Background: This study compared the use of static cold storage versus continuous hypothermic machine perfusion in a cohort of kidney transplant recipients at high risk for delayed graft function (DGF).
Methods: In this national, multicenter, and controlled trial, 80 pairs of kidneys recovered from brain-dead deceased donors were randomized to cold storage or machine perfusion, transplanted, and followed up for 12 months. The primary endpoint was the incidence of DGF. Secondary endpoints included the duration of DGF, hospital stay, primary nonfunction, estimated glomerular filtration rate, acute rejection, and allograft and patient survivals.

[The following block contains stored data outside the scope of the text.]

PR #89, opened 2019-09-09
Share request body validation

bdunne:
Extracted from sources-api ApplicationController
Related to TPINVTRY-186

### DIFF
--- a/lib/manageiq/api/common/application_controller_mixins/request_body_validation.rb
+++ b/lib/manageiq/api/common/application_controller_mixins/request_body_validation.rb
@@ -2,34 +2,35 @@ module ManageIQ
   module API
     module Common
       module ApplicationControllerMixins
-        module InputValidation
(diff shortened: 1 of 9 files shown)


lib/manageiq/api/common/application_controller_mixins/request_body_validation.rb
```diff
@@ -0,0 +1,58 @@
...
+              render :json => error_document.to_h, :status => error_document.status
+            end
+          end
+
+          private
+
+          def body_params
+            @body_params ||= begin
+              raw_body       = request.body.read
+              parsed_body    = JSON.parse(raw_body)
```
agrare: Some extra padding here

bdunne: :+1: Fixed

Results: Mean cold ischemia time was high but not different between the 2 groups (25.6 ± 6.6 hours vs 25.05 ± 6.3 hours, 0.937). The incidence of DGF was lower in the machine perfusion compared with cold storage group (61% vs. 45%, P = 0.031). Machine perfusion was independently associated with a reduced risk of DGF (odds ratio, 0.49; 95% confidence interval, 0.26-0.95). Mean estimated glomerular filtration rate tended to be higher at day 28 (40.6 ± 19.9 mL/min per 1.73 m2 vs 49.0 ± 26.9 mL/min per 1.73 m2; P = 0.262) and 1 year (48.3 ± 19.8 mL/min per 1.73 m2 vs 54.4 ± 28.6 mL/min per 1.73 m2; P = 0.201) in the machine perfusion group. No differences in the incidence of acute rejection, primary nonfunction (0% vs 2.5%), graft loss (7.5% vs 10%), or death (8.8% vs 6.3%) were observed.
Conclusions: In this cohort of recipients of deceased donor kidneys with high mean cold ischemia time and high incidence of DGF, the use of continuous machine perfusion was associated with a reduced risk of DGF compared with the traditional cold storage preservation method.